=== Provided data ===
PR #2976, opened 2016-09-15
after host is added, show user the new host private key

rDr4g0n:
After new host is added, show a dialog with the hosts private key and some basic instructions on how to use it. Also easy to copy/pasta the key on click.

image

### DIFF
--- a/web/ui/src/Hosts/display-host-keys.html
+++ b/web/ui/src/Hosts/display-host-keys.html
@@ -1,0 +1,9 @@
+<p>Click the text area to copy the keys for host <strong>{{name}}</strong></p>
+
+<div class="keys-wrap" style="position: relative; height: 200px;">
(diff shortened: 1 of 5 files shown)


web/ui/src/Hosts/display-host-keys.html
```diff
@@ -0,0 +1,9 @@
+<p>Click the text area to copy the keys for host <strong>{{name}}</strong></p>
+
+<div class="keys-wrap" style="position: relative; height: 200px;">
+    <textarea class="keys" readonly style="height: 100%; max-width: 100%; background-color: #DDD;">{{keys}}</textarea>
+</div><br>
+
+<p>
+    These keys must be registered with the host machine <strong>{{name}}</strong> using the <span class="inline-code">serviced host register</span> command. If the keys are lost, new keys must be generated for the host.
```
iancmcc: These keys must be registered ON the host machine.

PR #2980, opened 2016-09-16
Feature/rpc auth rebased

johnlhamilton:
DO NOT MERGE

For comments only

These changes require a delegate to be authenticated and have admin access to issue any RPC calls except for the "AuthenticateHost" call.  The master is an exception and can issue RPC calls even if it is not added as a host, as long as it has the master private key.

In the future, most delegates will not have admin access, so we will need to expand the list of "NonAdminRequiredCalls", which currently is an empty list.

### DIFF
--- a/auth/auth.go
+++ b/auth/auth.go
@@ -21,7 +21,6 @@ import (
 )
 
 const (
-	ADDRESS_BYTES   = 6
 	TOKEN_LEN_BYTES = 4
 	SIGNATURE_BYTES = 256
 )
--- a/auth/auth.go
+++ b/auth/auth.go
@@ -14,9 +14,16 @@
 package auth
 
 import (
+	"encoding/binary"
 	"errors"
 
 	"github.com/control-center/serviced/logging"
+)
+
+const (
+	ADDRESS_BYTES   = 6
+	TOKEN_LEN_BYTES = 4
+	SIGNATURE_BYTES = 256
 )
 
 var (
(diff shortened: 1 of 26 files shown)


auth/auth.go
```diff
@@ -14,11 +14,18 @@
...
 
 import (
+	"encoding/binary"
 	"errors"
 
 	"github.com/control-center/serviced/logging"
 )
 
+const (
+	ADDRESS_BYTES   = 6
```
johnlhamilton: This should probably go back into mux.go, as it is only used there.

auth/rpc.go
```diff
@@ -32,17 +32,31 @@ var (
...
 
+	// get current host token
+	signAsMaster = false
+	token, err = AuthTokenNonBlocking()
 	if err != nil {
-		return nil, err
+		// We may be an un-added master
+		token, err2 = MasterToken()
+		if err2 != nil {
+			log.WithError(err2).Debug("Unable to retrieve master token")
```
johnlhamilton: I'll add an additional debug log above the if to log the error returned from trying to get the delegate token

auth/rpc.go
```diff
@@ -0,0 +1,114 @@
...
+	}
+
+	// Next tokeLen bytes contain the token
+	token := string(rawHeader[offset : offset+tokenLen])
+	offset += tokenLen
+
+	// Validate the token can be parsed
+	senderIdentity, err := ParseJWTIdentity(token)
+	if err != nil || senderIdentity == nil {
+		if err == nil || senderIdentity == nil {
```
johnlhamilton: Agreed.  I will clean it up

rpc/rpcutils/authcodec.go
```diff
@@ -0,0 +1,78 @@
...
+	return a.wrappedcodec.ReadResponseBody(body)
+}
+
+func (a AuthClientCodec) Close() error {
+	return a.wrappedcodec.Close()
+}
+
+// NewClient returns a new rpc.Client to handle requests to the
+// set of services at the other end of the connection.
+func NewAuthClient(wrappedCodec rpc.ClientCodec) *rpc.Client {
```
johnlhamilton: There is already a NewAuthClientCodec.  This method returns a client, that uses an AuthClientCodec.

PR #2982, opened 2016-09-19
Feature/cc 2492.9.fix

rphillipsz:


proxy/mux.go
```diff
@@ -143,7 +143,11 @@ func (mux *TCPMux) muxConnection(conn net.Conn) {
 
 	// Read in the mux header (a 6-byte representation of a TCP address)
 	muxHeader := make([]byte, 6)
-	if _, err := conn.Read(muxHeader); err != nil {
+	if _, err := conn.Read(muxHeader); err == io.EOF {
+		log.Debug("Detected closed connection in mux.")
```
smousa: Is this strictly for purposes of logging?

web/utils.go
```diff
@@ -75,7 +75,7 @@ func GetCertFiles(certFile, keyFile string) (string, string) {
 
 // GetRemoteConnection returns a connection to a remote address
 func GetRemoteConnection(useTLS bool, export *registry.ExportDetails) (remote net.Conn, err error) {
-	isLocalAddress := IsLocalAddress(export.PrivateIP)
+	isLocalAddress := IsLocalAddress(export.HostIP)
```
smousa: Instead of making a call of IsLocalAddress, is there a way to compare the hostIDs?

proxy/mux.go
smousa: Nevermind, I answered my own question

rphillipsz: With a busy system with many clients, the log will get a continuous stream of:
WARN[0090] Unable to read valid mux header. Closing connection  address=[::]:22250 error=EOF location=mux.go:157 logger=proxy remoteaddr=x.x.x.x:xxxx

web/utils.go
rphillipsz: That's a good question. I don't know the answer.  The existing check is cheap though, since it already caches the list of local ips in init()

PR #2985, opened 2016-09-20
Use json.Number for offsets in multi-line logs. Add the fields prefix…

youngklee:
… to logstash fields

As in the logSingleLine struct, use an array of json.Number for Offsets.

Because of the logstash upgrade, each field is prefixed with "fields". This fix the issue where serviced log export won't export logs when a service is specified.


youngklee:
retest

smousa:
looking

PR #2955, opened 2016-09-09
Use a new RPC to get evaluated Service objects

tgjonestx:
Fixes CC-2591

Replace recursive RPC calls for GetService from delegate to master with a single GetEvaluatedService RPC which runs the template evaluations on the master.

PR #2986, opened 2016-09-20
fix a bug introduced by PR #2955

tgjonestx:
Fixes ZEN-24800

The bug was due to the fact that instance Service used to setup exported endpoint data was NOT the instance of Service after all of the template evaluations were done.  The first commit is simply moving code from one file to another. The second commit has the actual bug fix.


node/container.go
```diff
@@ -110,16 +115,18 @@ func (a *HostAgent) AttachContainer(state *zkservice.ServiceState, serviceID str
 // StartContainer creates a new container and starts.  It returns info about
 // the container, and an event monitor to track the running state of the
 // service.
-func (a *HostAgent) StartContainer(cancel <-chan interface{}, svc *service.Service, instanceID int) (*zkservice.ServiceState, <-chan time.Time, error) {
+// FIXME - when integrated with changes for CC-2590, the partialSvc parameter should be replaced with the handful of
+//         props we really need; e.g. ID & ImageID
+func (a *HostAgent) StartContainer(cancel <-chan interface{}, partialSvc *service.Service, instanceID int) (*zkservice.ServiceState, <-chan time.Time, error) {
```
smousa: why bother renaming the variable?

smousa: I think start container should only need to pass in the cancel, service id, and instance id

node/container.go
```diff
@@ -133,16 +140,44 @@ func (a *HostAgent) StartContainer(cancel <-chan interface{}, svc *service.Servi
 	}
 	defer masterClient.Close()
 
+	evaluatedService, err := masterClient.GetEvaluatedService(partialSvc.ID, instanceID)
```
smousa: This should be called before pull image

smousa: Get evaluated service should return the tenant id and the service

node/container.go
```diff
@@ -133,16 +140,44 @@ func (a *HostAgent) StartContainer(cancel <-chan interface{}, svc *service.Servi
...
+	if err != nil {
+		logger.WithError(err).Error("Failed to get service")
+		return nil, nil, err
+	}
+	// Update the service with the complete image name
+	evaluatedService.ImageID = imageName
```
smousa: why are you setting this value?

tgjonestx: We need to value of `imageName` to setup the container properly.  Things shuffled around some in the changeset 41a0386

node/container.go
```diff
@@ -110,39 +115,60 @@ func (a *HostAgent) AttachContainer(state *zkservice.ServiceState, serviceID str
...
 	if err != nil {
 		logger.WithError(err).Debug("Could not pull the service image")
 		return nil, nil, err
 	}
+	// Update the service with the complete image name
+	evaluatedService.ImageID = imageName
 
-	// Establish a connection to the master
-	masterClient, err := master.NewClient(a.master)
+	if len(tenantID) == 0 && len(evaluatedService.Volumes) > 0 {
```
smousa: all services must have a tenant id regardless

smousa: I don't think evaluated service should return if the tenant id is not found

rpc/master/service_server.go
```diff
@@ -65,12 +70,18 @@ func (s *Server) GetService(serviceID string, svc *service.Service) error {
...
 // GetEvaluatedService returns a service where an evaluation has been executed against all templated properties.
-func (s *Server) GetEvaluatedService(request EvaluateServiceRequest, svc *service.Service) error {
-	result, err := s.f.GetEvaluatedService(s.context(), request.ServiceID, request.InstanceID)
+func (s *Server) GetEvaluatedService(request EvaluateServiceRequest, response *EvaluateServiceResponse) error {
+	svc, err := s.f.GetEvaluatedService(s.context(), request.ServiceID, request.InstanceID)
+	if err != nil {
+		return err
+	}
+
+	tenantID, err := s.f.GetTenantID(s.context(), request.ServiceID)
```
smousa: I feel like this should be called in the facade, instead of in addition to the facade

tgjonestx: I disagree. I think the facade should provide discrete chunks of business logic. This RPC layer is combining results from one or more or those facade calls to return to a client.  I guess I don't see how this is any different from a variety of REST calls to where the web tier makes more than one call to the facade

PR #1591, opened 2026-06-23
feat(ui): homepage redesign — sessions-first layout, right sidebar, decluttered header

kasiazjc:
## What this does

A full homepage redesign: sessions-first layout, right sidebar, glass cards, and onboarding-first UX.

**Before**
image

**After**
image

---

## Onboarding card

**This is the most important addition for new users.** The onboarding card appears at the top of the page when any setup step is incomplete. It auto-checks live state so it ticks off as users complete each step — no manual dismissal needed until everything is done.

Steps covered:
- Connect a repository
- Create your first board
- Launch an AI session
- Configure MCP tools
- Invite a teammate

Each CTA routes directly to the correct settings tab or dialog via SPA navigation (no full-page reload). The card can be dismissed manually via the x button, or it disappears automatically once all steps are complete.

---

### Layout
- **Sessions above boards** — users navigate to sessions first; boards are secondary
- **Decluttered header** — replaced floating + button with a + New dropdown (session / branch / board)
- **Resizable right sidebar** — Team activity + Knowledge moved into a 340px right panel; drag-to-resize up to 50vw, persisted to localStorage; collapses below 992px

### Sessions list
- **Sessions card flex-fill height** — card grows to fill remaining viewport space; falls back to minHeight 240px when the page overflows. No max-height cap.
- **BoardPill + BranchPill tags** — each session row shows its board and branch using the same pill components as the activity feed. Two-line layout: title + timestamp on the first line, pills indented below.
- **Status dot** — 7px colored circle left of the session title, centered to the title baseline. Hovering shows a tooltip with the status label:
  - Green (pulsing) = running
  - Yellow (pulsing) = awaiting permission / awaiting input / stopping
  - Red = failed / timed out
  - Gray = idle / completed

### Stats bar (new)
- Three at-a-glance counters above the sessions list: teammates active this week, sessions running now, sessions active this week
- Multi-user workspaces show your count vs the team total (e.g. 2/7) with a breakdown tooltip
- Refreshes every 60 seconds

### Visual
- **iOS glass card aesthetic** — all cards use backdrop-filter: blur(20px) saturate(180%) + 0.3 alpha background + glass-edge inset highlight
- Glass-edge highlight preserved on board card hover
- Pill icon suppressed when emoji present (no double icon)

### Sidebar
- Team activity feed (branches, sessions, assistants) with filter segmented control
- Knowledge base with inline search

### Jump back in
- Strip at top of main panel surfaces sessions currently awaiting user input so they are never missed

### Accessibility
[...]

PR #1787, opened 2026-07-02
perf(ui): virtualize board canvas to cut home→board cold-mount load

mistercrunch:
## Problem

Navigating **home → a large board** via the navbar board-switcher takes ~15s, but hitting **back** (or opening a session on the same board) is instant.

## Root cause

The homepage redesign (#1591, sessions-first Home) made Home a **separate surface**. In `components/App/App.tsx` the canvas is rendered as `{isHomeSurface ? <HomePage/> : <SessionCanvas/>}`, so **Home unmounts SessionCanvas**. Entering a board from Home is therefore a **cold mount of the entire React Flow graph** — every `BranchCard` and every Sandpack artifact/app node mounts at once, and each artifact boots its own Sandpack sandbox (babel transpile + iframe + browserfs). Back-button / session navigation keeps `!isHomeSurface`, so the canvas never unmounts → instant. Cost scales with board size → ~15s on large boards.

Two amplifiers:
1. `<ReactFlow>` had no viewport virtualization, so the *whole* graph lived in the fiber tree (this is what makes React DevTools' `updateFiberRecursively`/`updateVirtualChildrenRecursively` walk — the flame chart in the DevTools trace — so expensive).
2. Every artifact/app node boots Sandpack on mount (a separate transpiler renderer process was visible in the trace).

Note: data hydration does **not** re-run on navigation (`fetchData` deps are `[client, directSessionId, enabled]`; board scope is resolved from the URL only at mount), so this is a component-mount cost, not a store re-sync.

## Fix

- **Enable `onlyRenderVisibleElements`** on `<ReactFlow>`. On a large board, `fitView` clamps to `minZoom` (0.1) and the content overflows the window, so most nodes are offscreen and are culled — their `BranchCard`s and Sandpack boots never mount until scrolled into view. DOM-only culling: `instance.getNodes()`, `fitView`, and edge routing all read node geometry from the store, so app logic is unaffected.
- **Memoize `activeComments`** so it isn't re-derived (and re-scanned by `hasUserMentions`) on every App render during the load burst.
- **Regression test** asserting viewport virtualization stays enabled.

## Checks

- `vitest run SessionCanvas BranchCard useBoardObjects` → 91 passed (incl. new test)
- `biome check` on changed files → clean
- Full `tsc` typecheck is blocked by the missing generated `@agor-live/client` dist in this worktree (every error is `Cannot find module '@agor-live/client'`) — pre-existing, unrelated to these changes.

## Suggested follow-ups (not in this PR)

- **Viewport/zoom-size-gated Sandpack boot**: defer `<SandpackProvider>` in `ArtifactNode`/`AppNode` until the node is on-screen *and* large enough (`width*zoom ≥ ~140px`), latched. Handles the case where a board fully fits on screen at low zoom (all nodes "visible" but tiny). Careful: pre-`fitView` the viewport is zoom=1, which would boot everything — the gate must key off the settled/post-fit zoom.
- **Keep SessionCanvas mounted across Home** (overlay HomePage instead of unmounting) so repeat home→board visits are instant like back-button.
- **Instrumentation**: add a `performance.mark`/`measure` around SessionCanvas mount→first fitView, and count Sandpack boots per board load, to quantify before/after.

### DIFF
--- a/apps/agor-ui/src/components/SessionCanvas/SessionCanvas.rerender.test.tsx
+++ b/apps/agor-ui/src/components/SessionCanvas/SessionCanvas.rerender.test.tsx
@@ -23,6 +23,9 @@ import SessionCanvas from './SessionCanvas';
 // board-object-derived card node.
 const branchCardRenders = new Map<string, number>();
 let cardNodeRenders = 0;
+// Captures the props last passed to the (mocked) ReactFlow so tests can assert
+// on canvas-level configuration such as viewport virtualization.
+let lastReactFlowProps: { onlyRenderVisibleElements?: boolean } | null = null;
 // SessionCanvas's own render count. The mocked ReactFlow below renders exactly
 // once per SessionCanvas render, so its invocation count is a faithful proxy —
 // it lets us assert the memo+selector boundary protects the WHOLE canvas, not
@@ -74,8 +77,10 @@ vi.mock('reactflow', async () => {
       nodes?: Array<{ id: string; type: string; data: unknown }>;
       nodeTypes?: Record<string, React.ComponentType<{ data: unknown }>>;
       children?: React.ReactNode;
+      onlyRenderVisibleElements?: boolean;
     }) => {
       sessionCanvasRenders += 1;
+      lastReactFlowProps = props;
       return (
         <div data-testid="react-flow">
           {props.nodes?.map((node) => {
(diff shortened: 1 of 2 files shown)


mistercrunch:
Superseded by #1793. onlyRenderVisibleElements was orthogonal to the regression (large boards were never the issue); dropping it.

=== Exercise ===
Show all lines in the entries above where the word "derived" appears.

=== Response ===
- **Memoize `activeComments`** so it isn't re-derived (and re-scanned by `hasUserMentions`) on every App render during the load burst.
 // board-object-derived card node.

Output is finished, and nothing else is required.